Между тем пан мечник хлопнул в ладоши и приказал слуге принести четвертую чарку и, наполнив ее, поднес к своим губам, а затем сказал:
– Здоровье вашей милости… Очень рад видеть вас у себя в доме.
– Я был бы очень рад, если б так и было.
– Гость – всегда гость, – ответил сентенциозно мечник.
Затем, почувствовав обязанность хозяина поддерживать разговор, он спросил:
– А что слышно в Кейданах? Как здоровье пана гетмана?
– Неважно, пане мечник, – ответил Кмициц, – да в настоящее беспокойное время и не может быть иначе. Масса забот и неприятностей у князя.
– Охотно верим! – ответил Худзынский.
Кмициц посмотрел на него с минуту, потом обратился снова к мечнику и продолжал:
– Князь, заручившись обещанием его величества шведского короля прислать подкрепление, немедля отправится на Вильну, чтобы отомстить за ее сожжение. Вашим милостям, должно быть, ведомо, что теперь Вильну в Вильне надо искать, она семнадцать дней горела. Говорят, что среди развалин там чернеют лишь ямы погребов, которые до сих пор еще дымятся.
– Несчастье! – сказал мечник.
– Поистине несчастье, за которое следует отомстить, превратив неприятельскую столицу в такие же развалины. И это было бы уже сделано, если бы не смутьяны, которые, заподозрив намерения лучшего из людей, объявили его изменником и оказывают ему вооруженное сопротивление, вместо того чтобы соединенными силами идти на врагов. И не диво, что здоровье гетмана начинает ему изменять, когда он, которого Бог создал для великих дел, видит, что людская злоба готовит ему каждый день новые козни, из-за которых может погибнуть все предприятие. Лучшие друзья обманули князя и перешли на сторону его врагов.
– Так и случилось! – серьезно ответил мечник.

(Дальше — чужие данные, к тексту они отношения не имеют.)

PR #1214, opened 2026-07-12
fix(cctp): base messageTransmitter is a codeless eoa - burn-without-mint fund loss

gomesalexandre:
Closes vultisig/vultisig-sdk#1213

## what

Base-bound CCTP claims were pointed at `0xAD09780d193884d503182aD4F75D113B9B9a86E7` - a codeless EOA (`eth_getCode` = `0x`), NOT Circle's MessageTransmitter. `receiveMessage` against an EOA "succeeds" with no mint, so the bridge burns USDC on source and never mints on Base = silent fund loss. Nasty lookalike too: same prefix as the real address, different tail.

## how

- Corrected the Base `messageTransmitter` in `packages/sdk/src/tools/bridge/cctp.ts` to Circle's published `0xAD09780d193884d503182aD4588450C416D6F9D4` (https://developers.circle.com/cctp/v1/evm-smart-contracts)
- Pinned the ENTIRE registry (6 chains x tokenMessenger/messageTransmitter/usdc) to Circle's published V1 addresses via an oracle test in `bridge-cctp.test.ts` - any future drift fails loud
- Changeset (patch)

## audit

Verified every registry entry against Circle's page AND on-chain `eth_getCode` (Ethereum/Avalanche/Optimism/Arbitrum/Base/Polygon): only the Base transmitter was wrong, everything else has code and matches Circle.

```
eth_getCode(0xAD09780d...F75D113B9B9a86E7) on Base -> 0x            (the old value, EOA)
eth_getCode(0xAD09780d...588450C416D6F9D4) on Base -> 0x6080604...  (Circle's, contract)
```

## testing

- fail-before: with the old address, new oracle tests fail (`Tests 2 failed | 14 passed`)
- pass-after: `vitest run tests/unit/bridge-cctp.test.ts` -> `16 passed (16)`
- lint clean on both touched files; sdk typecheck errors are pre-existing skip-build artifacts (mpc-wasm/mpc-types), none in this diff

## risk

Low - single constant correction to Circle's published value + tests. Can't bork what's already borked (the old address never minted anything).

🤖 Agent-generated

PR #2063, opened 2026-08-18
feat(cctp): add a runtime fail-closed getCode guard on the mint-side transmitter

### LINKED ISSUE #1287: feat(cctp): runtime fail-closed getcode guard on the mint-side transmitter (defense-in-depth past #1214)
Follow-up to PR #1214 / issue #1213 (Base messageTransmitter was a codeless EOA - burn-without-mint fund-loss class). The PR corrects the address and pins all 18 CCTP addresses to Circle's published set via an oracle test, which catches registry drift in CI.

Defense-in-depth gap that remains: nothing verifies AT RUNTIME that the mint-side contract actually has code before the burn leg executes. The failure class (registry drift, a wrong chain entry, a Circle redeploy) burns user USDC on the source chain with no mint path - the oracle test only helps if the drift goes through CI.

## fix shape

At CCTP route-build time (before the burn tx is surfaced for signing), eth_getCode the destination messageTransmitter (and arguably the tokenMessenger) - empty code -> fail closed with a clear route-unavailable error, never build the burn. Cache positive results per (chain, address) for the session to avoid per-quote RPC spam. Follow the fetch-safe/timeout conventions from the RN network hardening work (#1250 family).

effort: S-M / risk: fund-safety guard (fail-closed only - a false negative just blocks a route temporarily) / confidence: HIGH

found during the #1214 deep receipt run 2026-07-15 (the run verified all 18 current addresses have code - this guards the NEXT drift)

gomesalexandre:
Closes vultisig/vultisig-sdk#1287

Follow-up to #1214/#1213 (Base messageTransmitter was a codeless EOA — burn-without-mint fund-loss class). That PR corrected the address and pinned all 18 CCTP addresses against Circle's published set via a CI oracle test, but nothing verified AT RUNTIME that the mint-side contract still has code before the burn leg executes — the oracle test only helps if drift goes through CI.

Added `assertCctpMintSideHasCode(destinationChain: string): Promise<void>` in `packages/sdk/src/tools/bridge/assertCctpMintSideCode.ts`, matching the issue's fix shape: resolves the destination's `messageTransmitter` address from the existing CCTP registry, calls `getEvmClient(chain).getCode({ address })` (the same viem `PublicClient` dependency already used by `tools/evm/*`, so it's RN-safe by the existing precedent), and throws `CctpMintSideCodeError` if the address has no code (`0x` or `undefined`) or the destination chain isn't CCTP-supported. Positive results are cached per `(chain, address)` for the process lifetime to avoid per-quote RPC spam; negative results are never cached, so a transient RPC hiccup can't calcify into a permanent block — fail-closed only, never signs or broadcasts. Deliberately kept as a standalone, additive async guard (not threaded into `buildCctpBridge`) so the existing pure/sync `buildCctpBridge` contract and every current caller's signature stays unchanged; callers invoke this guard themselves at route-build time, right before surfacing the burn tx for signing, per the issue's own phrasing.

Exported from the bridge barrel (`tools/bridge/index.ts`), and propagated up through `tools/index.ts` and the root/RN SDK entry points, matching how every other CCTP export (`buildCctpBridge`, `cctpChains`, etc.) is already surfaced at all three layers.

## what I ran
`../../node_modules/.bin/vitest run tests/unit/tools/bridge/assertCctpMintSideCode.test.ts` (from `packages/sdk/`) — 6 new tests, all passed: resolves when code is present, fails closed on `0x` code, fails closed on `undefined` code, rejects an unsupported destination chain before touching the network, caches a positive result (no RPC re-hit on repeat calls for the same chain), and does NOT cache a failure (a subsequent success after a failure re-hits the RPC). Also ran `../../node_modules/.bin/vitest run tests/unit/bridge-cctp.test.ts tests/unit/platforms/react-native/entry.test.ts` as a regression check — all passed (one run hit the same pre-existing transient 5s transform-timeout on an unrelated dangerous-address test under shared-machine load; a clean re-run of that file alone passed all 46, confirming it's not caused by this change). I did not run the full test suite, typecheck, or a full build.

Note: while cross-checking the CCTP export propagation pattern for this issue, I noticed my earlier fix for vultisig-sdk#1910 (`extractCctpMessageFromReceipt`, branch `fix/w4-1910`) only added the export to the `tools/bridge` barrel and missed propagating it to `tools/index.ts` and the root SDK entry. Flagging here since it's the same class of gap — will fix on that branch separately.

## Summary by CodeRabbit

- **New Features**
  - Added CCTP destination validation to confirm the required on-chain contract is deployed before a burn transaction can be signed.
  - Added clear errors for unsupported destinations or unavailable contract code.
  - Exposed the validation utility across SDK and React Native integrations.
  - Successful validation results are reused for improved efficiency, while failed checks can be retried.


NeOMakinG (approved):
LGTM

rcoderdev (approved):

rcoderdev:
Closing rather than merging: this adds an optional guard, but the public synchronous buildCctpBridge path still returns signing-ready burn calldata without enforcing it, so the change does not satisfy #1287's fail-closed requirement. Making that public builder async would be a breaking API change and needs an explicit design at the async route/signing boundary. Please reopen or replace this with an implementation that proves a codeless mint-side destination cannot surface a burn transaction.

PR #2065, opened 2026-08-18
fix(sdk): floor rn getEvmSuggestedFees priority fee via clampEvmPriorityFee

### LINKED ISSUE #1178: react-native getEvmSuggestedFees still uses naive baseFee/10 while app/backend already floor quiet-block L2 fees
## Summary
react-native getEvmSuggestedFees still uses naive baseFee/10 while app/backend already floor quiet-block L2 fees

## Evidence
- `packages/sdk/src/platforms/react-native/chains/evm/rpc.ts:54-74` still returns naive EIP-1559 fee math with no per-chain floors.
- `src/services/evmTx.ts:36-107` in the app now carries explicit minimum priority/max-fee tables for Polygon, BSC, Arbitrum, Optimism, Base, Mantle, Sei, and Hyperliquid.
- That app comment explicitly says the policy mirrors agent-backend-ts gas floors, so the SDK helper is now the stale copy.

## Impact
Any RN/SDK consumer that trusts `getEvmSuggestedFees()` can still underprice quiet-block L2 transactions even though the app and backend already learned the real floor policy. This is exactly the drift class the campaign keeps finding: one consumer hotfixed, the shared helper stayed stale.

## Fix sketch
Promote the canonical floor policy into the SDK fee helper (or a shared SDK EVM fee-policy module), add unit coverage for affected chains, and delete downstream copies in app/backend.

## SDK / CLI testability
Yes — pure fee-policy math with unit tests and CLI dry-run verification.

## Effort
medium

## Round report
https://gist.github.com/gomesalexandre/d72e9c0a3dd7883345b63e6cbc98f53e

gomesalexandre:
Closes vultisig/vultisig-sdk#1178

`packages/sdk/src/platforms/react-native/chains/evm/rpc.ts`'s `getEvmSuggestedFees` computed `maxPriorityFeePerGas` as naive `baseFee / 10` with no per-chain floor — confirmed still the case on `main`. The SDK already publishes a canonical per-chain floor/ceiling policy at `@vultisig/core-chain/tx/fee/evm/clampEvmPriorityFee` (already exported from the SDK root as `sdk.clampEvmPriorityFee`), which floors Ethereum at 1 gwei and Polygon at 30 gwei — mirroring what the mobile clients already do — and sanity-ceilings every EVM chain against an anomalous RPC quote. But nothing inside the SDK, including this RN fee helper, actually called it; it was purely an opt-in export.

The issue's evidence pointed at the app's `evmTx.ts` having a broader floor table (Polygon, BSC, Arbitrum, Optimism, Base, Mantle, Sei, Hyperliquid) than `clampEvmPriorityFee` currently covers (which deliberately floors only Ethereum + Polygon, on the documented reasoning that "L2 sequencers include txs regardless of tip, so rollups deliberately have no floor"). I don't have visibility into the app repo's exact floor values from this worktree to responsibly reconcile that broader table, so I scoped this fix to wiring the RN helper through the SDK's own existing canonical policy rather than inventing new per-chain floor numbers I can't verify. This directly fixes the quiet-block Ethereum/Polygon underpricing the issue describes and brings the RN helper's fee math in line with what `clampEvmPriorityFee` already offers every other consumer.

## what I ran
`/tmp/claude-1000/wt-sdk-w2/node_modules/.bin/vitest run tests/unit/platforms/react-native/evm-rpc.test.ts` (run from `packages/sdk`) — 1 test file, 13 tests, all passed (8 pre-existing broadcast-idempotency tests + 5 new: quiet-block floor on Ethereum (1 gwei), floor on Polygon (30 gwei), no floor on an L2 with none configured (Arbitrum), sanity-ceiling clamp on a wildly inflated RPC quote, and the `getGasPrice` fallback path when `baseFeePerGas` is null).

## Summary by CodeRabbit

- **Bug Fixes**
  - Improved EVM fee suggestions by applying chain-specific minimum priority fees and safety limits.
  - Preserved expected behavior for Arbitrum and fallback scenarios when base-fee data is unavailable.
  - Added safeguards to prevent unusually high priority-fee recommendations.

- **Tests**
  - Added coverage for fee floors, ceilings, chain-specific behavior, and gas-price fallback handling.


NeOMakinG (approved):
LGTM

– И его это страшно огорчает, – ответил Кмициц. – Я сам слышал, как он говорил: «Знаю, что и самые достойные люди меня осуждают, но почему же они не приедут в Кейданы, почему они мне в глаза не скажут, что имеют против меня, почему не хотят выслушать моих оправданий?»
– Кого же князь имеет в виду? – спросил пан мечник.
– Прежде всего вашу милость, ибо, питая к вам истинное уважение, он подозревает, что вы принадлежите к числу его врагов.
Пан мечник стал быстро гладить чуб, видя, что разговор принимает нежелательный оборот, и хлопнул в ладоши. В дверях появился слуга.
– Разве ты не видишь, что темнеет? Свечей! – крикнул пан мечник.
– Бог видит, – продолжал Кмициц, – что у меня самого было искреннее желание выразить вам свое почтение, но в настоящую минуту я прибыл, вместе с тем, и по приказанию князя, который и сам бы выбрался в Биллевичи, будь время другое.
– Велика честь! – ответил мечник.
– Этого вы не говорите, ваша милость, дело обычное, что сосед навестит соседа, но у князя нет минуты свободной, и он сказал мне так: «Извинись за меня перед паном Биллевичем, что я сам к нему ехать не могу, но пусть он ко мне приедет вместе со своей родственницей и непременно сейчас, потому что я не знаю, где буду завтра или послезавтра». Вот ваша милость видите, я приехал с приглашением и рад, что вижу вас обоих в добром здоровье. Когда я подъезжал сюда, я видел панну Александру в дверях, но она исчезла, как туман на лугу.
– Это я ее послал посмотреть, кто приехал, – сказал мечник.
– Жду ответа, мосци-пане, – сказал Кмициц.
В эту минуту слуга внес свечи и поставил их на стол. При их свете можно было разглядеть на лице мечника крайнее смущение.
– Честь для меня не малая, – сказал он, – но сейчас не могу, у меня гости… Извинитесь за меня перед князем…
– Ну это не помеха, пане мечник, я думаю, их милости князю уступят.